Now, the evidence in this case, in my opinion, clearly shows that the steamer was injured by running upon a sight-pile, which had been placed in the river by the direction and for the use and convenience of the engineers of the respondents, and was not placed there by the contractor, in the execution of his contract for building the bridge. It was clearly, therefore, the negligence of the engineers in not removing this pile, when they had ceased to use it; and for the injury resulting from this negligence of their agents, I think the respondents are answerable. The only question remaining, is the amount of damages to which the libellants are entitled. The rule of damages which has been laid down by the supreme court in collision cases, seems to me to be a just one in this case. I refer to the case of Williamson v. Barnett, 13 How. [54 U. S.] 101. I shall allow the libellants the following items: Furniture lost, $500.00; cost of raising steamer, $1,567.36; net earning for 60 days, which it would take to raise and repair her, $1,890.00; necessary repairs, to place her in as good a condition as before the accident, $2,890.00; cost of taking her to Baltimore, estimated at $15300, 7,000.36. For which sum I will sign a decree.

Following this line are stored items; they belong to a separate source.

PR #3119, opened 2019-03-15
Made changes to the augmentation script to make it work for ASR and speaker ID

phanisankar-nidadavolu:


danpovey:
@david-ryan-snyder please LMK if this is good to merge

egs/swbd/s5c/local/make_musan.sh
```diff
@@ -0,0 +1,37 @@
...
+#   http://www.openslr.org/17/
+
+set -e
+in_dir=$1
+data_dir=$2
+use_vocals='Y'
+
+mkdir -p local/musan.tmp
+
+echo "Preparing ${data_dir}/musan..."
```
danpovey: I think I'd like this script to  exit with an error if it detects that what it is trying to create already exists.

egs/swbd/s5c/local/make_musan.py
```diff
@@ -0,0 +1,119 @@
+#!/usr/bin/env python3
+# Copyright 2015   David Snyder
+# Apache 2.0.
+#
+# This file is meant to be invoked by make_musan.sh.
```
danpovey: Since we are re-using this script I think it would be better to work on it a bit more carefully-- e.g. use argparse to parse the command line args (with something more standard than the 'Y' to use the vocals, i.e. make it a boolean flag)-- and have a proper usage message printed out if called wrongly.
Also, I think we can put this in a shared place, steps/augmentation/ or wherever, since other scripts will likely want to call it.  The same goes for the shell script-- let's put it somewhere shared, e.g. in the same place; have it check whether its input already exists; give it a usage message; and have it parse command line args properly (e.g. give it a --use-vocals option).  Also some kind of function-level documentation for this python script would be nice (e.g. a doc-string).

egs/swbd/s5c/local/nnet3/prepare_multistyle_data.sh
```diff
@@ -0,0 +1,242 @@
+#!/bin/bash
+
```
danpovey: put the normal apache header on this please, and your name.

egs/swbd/s5c/local/nnet3/prepare_multistyle_data.sh
```diff
@@ -0,0 +1,242 @@
...
+mkdir -p exp/nnet3
+
+if [ -e data/rt03 ]; then maybe_rt03=rt03; else maybe_rt03= ; fi
+
+if [ "$multi_style" == "true" ]; then
+  suffix=_ms
+fi
+
+if [ "$multi_style" == "true" ]; then
+  if [ $stage -le 1 ]; then
```
danpovey: I think you can break this up into more stages, in case it dies somewhere in the middle.  And please have more of the stages check whether their work has already been done and die with a suitable message if so.

egs/swbd/s5c/local/nnet3/prepare_multistyle_data.sh
```diff
@@ -0,0 +1,242 @@
...
+train_set=train_nodup
+
+. ./path.sh
+. ./utils/parse_options.sh
+
+mkdir -p exp/nnet3
+
+if [ -e data/rt03 ]; then maybe_rt03=rt03; else maybe_rt03= ; fi
+
+if [ "$multi_style" == "true" ]; then
```
danpovey: I think we should remove the multi-style option here, for purposes of experiments, since if people didn't want it, they just shouldn't call this.  I know this was useful for you... you can of course use it for your own experiments, but i would have though just settinng noise_list to "clean" would do what you want.
Also I don't like the name "noise_list" as reverb and clean are not noise.  Let's call it "augmentation_list" wherever it occurs.

egs/wsj/s5/steps/data/augment_data_dir.py
```diff
@@ -49,6 +52,20 @@ def GetArgs():
...
+    elif args.utt_suffix is None and args.utt_prefix is not None:
+        args.utt_modifier_type = "prefix"
+        args.utt_modifier = args.utt_prefix
+    elif args.utt_suffix is not None and args.utt_prefix is None:
+        args.utt_modifier_type = "suffix"
+        args.utt_modifier = args.utt_suffix
+    else:
+        raise Exception("Trying to add both prefix and suffix. Choose either of them")
+
+    args.modify_spkr_id = (True if args.modify_spkr_id == "true" else False)
```
danpovey: An example of how to register boolean options:
```
    parser.add_argument("--chain.apply-deriv-weights", type=str,
                        dest='apply_deriv_weights', default=True,
                        action=common_lib.StrToBoolAction,
                        choices=["true", "false"],
                        help="")
```

egs/wsj/s5/steps/data/augment_data_dir.py
```diff
@@ -33,9 +33,12 @@ def GetArgs():
                         help='Number of overlapping background noises that we iterate over. For example, if the input is "1:2:3" then the output wavs will have either 1, 2, or 3 randomly chosen background noises overlapping the entire recording')
     parser.add_argument('--fg-interval', type=int, dest = "fg_interval", default = 0,
                         help='Number of seconds between the end of one foreground noise and the beginning of the next.')
-    parser.add_argument('--utt-suffix', type=str, dest = "utt_suffix", default = "aug", help='Suffix added to utterance IDs.')
+    parser.add_argument('--utt-suffix', type=str, dest = "utt_suffix", default = None, help='Suffix added to utterance IDs.')
+    parser.add_argument('--utt-prefix', type=str, dest = "utt_prefix", default = None, help='Prefix added to utterance IDs.')
     parser.add_argument('--random-seed', type=int, dest = "random_seed", default = 123, help='Random seed.')
 
+    parser.add_argument('--modify-spkr-id', type=str, default = "false", choices=["true", "false"], help='Utt prefix or suffix would be added to the speaker id also (Used in ASR), in speaker id it is left unmodifed' )
```
danpovey: let's call this --modify-spk-id .. more consistent with spk2utt, etc.

egs/wsj/s5/steps/data/augment_data_dir.py
```diff
@@ -176,21 +212,37 @@ def main():
...
+
+    CopyFileIfExists(input_dir + "/utt2lang", output_dir + "/utt2lang", args.utt_modifier_type, args.utt_modifier)
+    CopyFileIfExists(input_dir + "/utt2num_frames", output_dir + "/utt2num_frames", args.utt_modifier_type, args.utt_modifier)
+    CopyFileIfExists(input_dir + "/text", output_dir + "/text", args.utt_modifier_type, args.utt_modifier)
+    CopyFileIfExists(input_dir + "/segments", output_dir + "/segments", args.utt_modifier_type, args.utt_modifier, fields=[0, 1])
+    CopyFileIfExists(input_dir + "/vad.scp", output_dir + "/vad.scp", args.utt_modifier_type, args.utt_modifier)
+    CopyFileIfExists(input_dir + "/reco2file_and_channel", output_dir + "/reco2file_and_channel", args.utt_modifier_type, args.utt_modifier, fields=[0, 1])
+
+    if args.modify_spkr_id:
+        CopyFileIfExists(input_dir + "/spk2gender", output_dir + "/spk2gender", args.utt_modifier_type, args.utt_modifier)
```
danpovey: please try to mostly keep within 80 or 100 characters by breaking long lines.

egs/wsj/s5/steps/data/augment_data_dir.py
```diff
@@ -117,16 +134,35 @@ def AugmentWav(utt, wav, dur, fg_snr_opts, bg_snr_opts, fg_noise_utts, \
             + start_times_str + " " + snrs_str + " - - |"
     return new_wav
 
-def CopyFileIfExists(utt_suffix, filename, input_dir, output_dir):
-    if os.path.isfile(input_dir + "/" + filename):
-        dict = ParseFileToDict(input_dir + "/" + filename,
+# This function generates a new id from the input id
```
danpovey: It's good that you are adding documentation, but let's do it with a doc-string, e.g.

```
def Foo(string):
     """ Foo is a function that does nothing.
               'string' is expected to be of type str, but is otherwise ignored.
          This function returns None.
     """
      return None
```

egs/swbd/s5c/local/nnet3/prepare_multistyle_data.sh
danpovey: Also can you please add an arg `use_ivectors=true` that wil give the option to skip all the i-vector-related parts of the script?  We may want to use this option later on when we switch to online CMN, but for now I guess we can leave that issue separate, I suppose there is no need to mix it up with this.

danpovey:
@david-ryan-snyder or @phanisankar-nidadavolu, perhaps you can comment?  And @phanisankar-nidadavolu, let me know if I should be merging this now.

phanisankar-nidadavolu:
Hello Dan,

I think it is a good observation. musan corpus is originally at 16KHz. When
we use this script  (musan.py) for augmenting 8k data (like swbd, sre16) we
downsample musan corpus to 8kHZ (like in the below line)

utt2wav_str = utt2wav_str + utt + " sox -t wav " + utt2wav[utt] + " -r 8k
-t wav - |\n"

if the corpus is at 16k (like SITW) this is not required. Ideal setup would
be to make sampling frequency optional and use same musan.py everywhere.
But since musan scripts are located in local directories, it is safe enough
to assume the sampling frequency is known in advance (you know whether to
resample it or not). Let me know what you think.

Regarding merging I will push my latest changes tonight and we can merge.


Phani

danpovey:
It sounds like a great idea.  Please, if you have time, either implement it
yourself or work with the person who raised the issue to do so if you feel
that is practical.

phanisankar-nidadavolu:
I will do it myself but where should I place it, steps/data or would it
still be in local directories?

Phani

david-ryan-snyder:
The make_musan.py script is just a data prep scrip in local. Since SWBD uses audio sampled at 8kHz we know what the sample rate should be for this script. I don't see why this needs to be an option.

danpovey:
Oh.  Since we will likely be relying on this in the data augmentation
scripts once we widely use them, I think it would make sense to put it
somewhere shared though, e.g. steps/augmentation/ ?

david-ryan-snyder:
If we consider MUSAN important enough to put into steps/ it makes sense to change the usage so that the sample rate is an option. If you go that route, you should be sure to change all of the recipes that use MUSAN (that will include all of the x-vector recipes) so that it uses the new script in steps/ and also be sure to remove the old script in local.

danpovey:
Agreed.

david-ryan-snyder:
Moving it to steps/augmentation or steps/data sounds like a good idea to me.

danpovey:
I prefer steps/augmentation/, as it's not a *generic* script for
manipulating data dirs.

danpovey:
Oh, I see, steps/data/ already has augmentation stuff.  OK, put it there.

phanisankar-nidadavolu:
I will do that.

Phani

david-ryan-snyder:
@phanisankar-nidadavolu, is this PR done and ready to be reviewed?

phanisankar-nidadavolu:
Yes it is. I ran a test run and the script has successfully reached TDNN
training stage.


Phani

egs/swbd/s5c/local/nnet3/prepare_multistyle_data.sh
```diff
@@ -0,0 +1,225 @@
...
+    data/${train_set} data/${train_set}_music
+
+  # Augment with musan_speech
+  steps/data/augment_data_dir.py --utt-prefix "babble" --modify-spk-id "true" \
+    --bg-snrs "20:17:15:13" --num-bg-noises "3:4:5:6:7" \
+    --bg-noise-dir "data/musan_speech" \
+    data/${train_set} data/${train_set}_babble
+
+  # Combine all the augmentation dirs
+  # This part can be simplified once we know what noise types we will add
```
david-ryan-snyder: Is this comment still relevant?

egs/wsj/s5/steps/data/make_musan.sh
```diff
@@ -0,0 +1,63 @@
...
+stage=0
+
+echo "$0 $@"  # Print the command line for logging
+
+if [ -f path.sh ]; then . ./path.sh; fi
+. parse_options.sh || exit 1;
+
+if [ $# -ne 2 ]; then
+    echo USAGE: $0 input_dir output_dir
+    echo input_dir is the path where the original musal corpus is located
```
david-ryan-snyder: "original musal" -> "MUSAN"

egs/wsj/s5/steps/data/make_musan.sh
```diff
@@ -0,0 +1,63 @@
+#!/bin/bash
+# Copyright 2015   David Snyder
+#           2019   Phani Sankar Nidadavolu
+# Apache 2.0.
+#
+# This script creates the MUSAN data directory.
+# Consists of babble, music and noise files.
+# Used to create augmented data
+# The required dataset is freely available at http://www.openslr.org/17/
```
david-ryan-snyder: Could you add a comment that says something like:

`# The corpus can be cited as follows:
#
# @misc{musan2015,
#  author = {David Snyder and Guoguo Chen and Daniel Povey},
#  title = {{MUSAN}: {A} {M}usic, {S}peech, and {N}oise {C}orpus},
#  year = {2015},
#  eprint = {1510.08484},
#  note = {arXiv:1510.08484v1}
# }`

egs/swbd/s5c/local/chain/multi_style/run_tdnn_1a.sh
```diff
@@ -0,0 +1,256 @@
+#!/bin/bash
```
david-ryan-snyder: I think this script should go in into a new tuning directory, e.g., local/chain/multi_style/tuning/run_tdnn_1a.sh.

Then, in local/chain/multi_style, I suggest creating a symbolic link to run_tdnn_1a.sh called run_tdnn.sh. That would be analogous to what is done in other recipes, such as https://github.com/kaldi-asr/kaldi/tree/master/egs/swbd/s5c/local/chain .

Also, I suggest adding a more detailed comment at the top of this script that also includes some WER results. For example, see https://github.com/kaldi-asr/kaldi/blob/master/egs/swbd/s5c/local/chain/tuning/run_tdnn_lstm_1n.sh.

danpovey:
Thanks David for the detailed review!

egs/swbd/s5c/local/nnet3/prepare_multistyle_data.sh
phanisankar-nidadavolu: I think it is still relevant for now. We have not arrived at a general conclusion yet.

egs/swbd/s5c/local/chain/multi_style/run_tdnn_1a.sh
phanisankar-nidadavolu: Makes sense but instead of creating the sym link in local/chain/multi_style it is better to create in local/chain/run_tdnn_multistyle.sh, since all the other tend scripts are located there. What do you think?

danpovey:
Yes, maybe having the symlink point from local/chain/ makes sense.

egs/swbd/s5c/local/chain/multi_style/run_tdnn_1a.sh
david-ryan-snyder: That sounds better.

phanisankar-nidadavolu: I made the changes except for the inclusion of WERs. I will include them once the tdnn finishes training. In my old experiments I never decoded on train_dev.

david-ryan-snyder:
I have two more comments on the aesthetics of the PR while you're waiting for the WERs. 

I don't think we need the multi_style directory. This doesn't matter much for this particular PR, but as we start adding more scripts that use augmentation, deciding where these scripts will go will become more important. As I understand it, we plan on augmentation becoming part of the standard ASR recipe. I think it makes more sense to put theses scripts in the same place people are used to finding them, which is in chain/tuning. 
My suggestion is to move the new script to local/chain/tuning/run_tdnn_multistyle_1a.sh and make local/chain/run_tdnn_multistyle.sh be a symbolic link to that.

Also, in my opinion, it's better to refer to these recipes using the word "augmentation" rather than "multi style." In my opinion, using some form of the word "augment" makes it immediately clear what you're doing, and then the terminology would be consistent with the new directory steps/data/augmentation that you're adding. Also, "multi style" sounds old fashioned to me. What do you think?

david-ryan-snyder:
During the meeting today, @danpovey suggested that we refer to the recipes as "aug" instead of "multi style" or "augmentation." Seems nice and concise, and everyone show know what that means at first glance, I think.

vimalmanohar:
I think it is better to call it multi_condition or something to be consistent with existing recipes (in Aspire, AMI and Babel and probably many others) that already use that name for the same purpose. The scripts should go to local/multi_condition or local/chain/multi_condition/.

david-ryan-snyder:
@vimalmanohar, my objection to this is because augmentation is now going to become a standard part of all or most of our ASR recipes. I think it's going to be cumbersome to propagate this terminology into the names of scripts for future recipes. If we need a way to distinguish between the past recipes without augmentation, and new recipes that use augmentation, adding the suffix "aug" to the new scripts is a concise (and I think, more intuitive) way to indicate what the change is.

If we have to go with multi_*, I agree multi_condition is better than multi_style since it already exists.

danpovey:
I think aug / augmentation is a better name because eventually we will
likely include other augmentation methods in this setup.  and
multi_condition is a mouthful when used in directory names.

vimalmanohar:
I guess it makes sense then to use augmentation if all the new recipes have it. But perhaps it is better to have the new recipes in local/chain/augmentation/tuning and then create a symlink in local/chain or local/chain/augmentation.

danpovey:
I'd rather not add a new thing in the hierarchy if this is going to become
the default.  The idea is to have this be the normal recipe in
local/chain/run_tdnn.sh.  It might have to call a different
run_ivector_common.sh script though.

egs/wsj/s5/steps/data/augment_data_dir.py
```diff
@@ -117,23 +149,66 @@ def AugmentWav(utt, wav, dur, fg_snr_opts, bg_snr_opts, fg_noise_utts, \
...
+    if os.path.exists(output_dir):
+        data_lib.RunKaldiCommand("utils/fix_data_dir.sh {output_dir}".format(
+                                        output_dir = output_dir))
+        print("directory {} already exists, not creating it again".format(output_dir))
+        sys.exit()
+
+    fg_snrs = [int(i) for i in args.fg_snr_str.split(":")]
+    bg_snrs = [int(i) for i in args.bg_snr_str.split(":")]
     num_bg_noises = [int(i) for i in args.num_bg_noises.split(":")]
     reco2dur = ParseFileToDict(input_dir + "/reco2dur",
```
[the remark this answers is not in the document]
phanisankar-nidadavolu: Hi Vimal, the wrapper script prepare_multistyle_data.sh (now changed to run_ivector_aug.sh) first creates reco2dur file in the input directory and then we call this script to augment. I guess it is safe to assume that this file exists (at least for this recipe). Do you want me to modify the script to first check whether the file exists or not, and create the file if it does not exist?

egs/swbd/s5c/local/nnet3/prepare_multistyle_data.sh
```diff
@@ -0,0 +1,225 @@
+#!/bin/bash
+# Copyright 2019   Phani Sankar Nidadavolu
+# Apache 2.0.
+
+. ./cmd.sh
+
+set -e
+stage=0
```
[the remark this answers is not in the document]
phanisankar-nidadavolu: We have made use_ivectors an optional argument. I am not sure run_ivector_common.sh is a valid name in that case. We either have to remove use_ivectors flag and make training of ivectors a default option or name the script prepare_aug_data.sh. Let me know what you think.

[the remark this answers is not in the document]
danpovey: Hm, maybe prepare_aug_data.sh is OK then.  We may not end up using ivectors in all cases.  I don't have super strong opinoins about that.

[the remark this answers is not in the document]
danpovey: Maybe run_aug_common.sh?

egs/wsj/s5/steps/data/reverberate_data_dir.py
```diff
@@ -84,9 +84,6 @@ def GetArgs():
     return args
 
 def CheckArgs(args):
-    if not os.path.exists(args.output_dir):
```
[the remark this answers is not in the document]
phanisankar-nidadavolu: @vimalmanohar I don't see why. This part of the code is only creating output dir if it does not  exist. Anyways, I am modifying the code to fail if the output directory already exists.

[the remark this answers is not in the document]
danpovey: I don't think Vimal was asking for it to fail if the output dir exists (and I don't recommend it either).
I think he's pointing out that since, below, you do os.makedirs with no such guard, it will fail if it did not
exist.  It seems to have an `exist_ok` parameter which you can set to true.

phanisankar-nidadavolu:
Hmm. Got it.
Phani

phanisankar-nidadavolu:
run_aug_common.sh is good.

Phani

egs/wsj/s5/steps/data/reverberate_data_dir.py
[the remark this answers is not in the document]
vimalmanohar: The original version of the script will re-create the augmented data dir if the script is run again. But Phani modified it so it would do nothing if run again, which I think is unexpected behavior. It should either 1) re-create the augmented data dir, 2) fail with error saying it already exists.

egs/wsj/s5/steps/data/augment_data_dir.py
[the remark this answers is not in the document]
vimalmanohar: You can add it do this script. utils/data/get_reco2dur.sh already will check if file exists and create it only if not. So you can simply call that script.

phanisankar-nidadavolu:
Hello, the PR looks good with changes that you suggested. Main changes made: renaming to aug, moving around files, adding results and some other stuff.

I do not think that, under all the circumstances, the libellants were justified in selling her at Havre de Grace; and I therefore decline to allow them the amount claimed by them, growing out of that sale, and the small amount realized from it. I think her leak might have been stopped, so far as to have enabled the libellants to bring her round to Baltimore, where she could be taken upon the railway and repaired; and the intelligent gentlemen who examined her at the request of the libellants, recommended this course, and gave it as their opinion, that there would be but little risk in bringing her to Baltimore.

[An appeal was taken to the circuit court, where the decree of this court was affirmed. Case unreported. An appeal was then taken to the supreme court, where the decree of the circuit court was affirmed, with costs. 23 How. (64 U. S.) 209.]

1 [Affirmed by circuit court. Case unreported. Decree of circuit court affirmed by supreme court in 23 How. (64 U. S.) 209.]